• [Saved data entries]
━━━━━━

PR #5112, opened 2026-08-26
ci: add triage separation-of-duties guard (SCR-005)

macanderson:
Adds `.github/workflows/triage-guard.yml` (L2 autonomy, GitHub Action):

- On `issues: opened` — auto-applies the `triage` label so every new issue enters the triage queue.
- On `issues: labeled` with a `P0`–`P3` label — if the sender is not the triage agent (`triage-bot`), the priority label is removed, `triage` is re-applied, and a comment explains that priority labels are assigned only by the triage agent per SCR-005.

Enforces the separation of duties from the issue-triage workflow: creators label `triage` only; the triage agent alone assigns P0–P3.

## Summary by Sourcery

Enforce SCR-005 separation of duties for issue triage by ensuring new issues enter the triage queue and only the triage agent can assign priority labels.

Enhancements:
- Restrict P0–P3 issue labeling to the dedicated triage agent and restore unauthorized priority labels to the triage queue.
- Automatically apply the `triage` label when issues are opened.

CI:
- Enforce triage separation of duties through the triage guard workflow.


macanderson:
#5112 is red on a supply-chain guard, not on anything about the triage logic:

```
check-action-pins: these 'uses:' references are not pinned to a commit SHA:
.github/workflows/triage-guard.yml:11:      - uses: actions/github-script@v7
```

Worth flagging that this is *not* the red-`main` hold that is currently reddening other PRs — `main` is red on #5124 and the repair is #5131, but this PR has its own separate failure and will still be red after that lands.

The convention in this tree is a full commit SHA with the version as a trailing comment, so a reader can see what it is and a mutable tag cannot move under it:

```yaml
- uses: actions/checkout@3d3c42e5aac5ba805825da76410c181273ba90b1 # v7
```

So `triage-guard.yml:11` wants the same shape:

```yaml
- uses: actions/github-script@<full-sha>  # v7
```

Resolve the SHA from the tag rather than copying one from anywhere:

━━━━━━

• [Directions for this task]
Transcribe every line of the records exactly, please.

• [Response]
PR #5112, opened 2026-08-26
ci: add triage separation-of-duties guard (SCR-005)

macanderson:
Adds `.github/workflows/triage-guard.yml` (L2 autonomy, GitHub Action):

- On `issues: opened` — auto-applies the `triage` label so every new issue enters the triage queue.
- On `issues: labeled` with a `P0`–`P3` label — if the sender is not the triage agent (`triage-bot`), the priority label is removed, `triage` is re-applied, and a comment explains that priority labels are assigned only by the triage agent per SCR-005.

Enforces the separation of duties from the issue-triage workflow: creators label `triage` only; the triage agent alone assigns P0–P3.

## Summary by Sourcery

Enforce SCR-005 separation of duties for issue triage by ensuring new issues enter the triage queue and only the triage agent can assign priority labels.

Enhancements:
- Restrict P0–P3 issue labeling to the dedicated triage agent and restore unauthorized priority labels to the triage queue.
- Automatically apply the `triage` label when issues are opened.

CI:
- Enforce triage separation of duties through the triage guard workflow.


macanderson:
#5112 is red on a supply-chain guard, not on anything about the triage logic:

```
check-action-pins: these 'uses:' references are not pinned to a commit SHA:
.github/workflows/triage-guard.yml:11:      - uses: actions/github-script@v7
```

Worth flagging that this is *not* the red-`main` hold that is currently reddening other PRs — `main` is red on #5124 and the repair is #5131, but this PR has its own separate failure and will still be red after that lands.

The convention in this tree is a full commit SHA with the version as a trailing comment, so a reader can see what it is and a mutable tag cannot move under it:

```yaml
- uses: actions/checkout@3d3c42e5aac5ba805825da76410c181273ba90b1 # v7
```

So `triage-guard.yml:11` wants the same shape:

```yaml
- uses: actions/github-script@<full-sha>  # v7
```

Resolve the SHA from the tag rather than copying one from anywhere:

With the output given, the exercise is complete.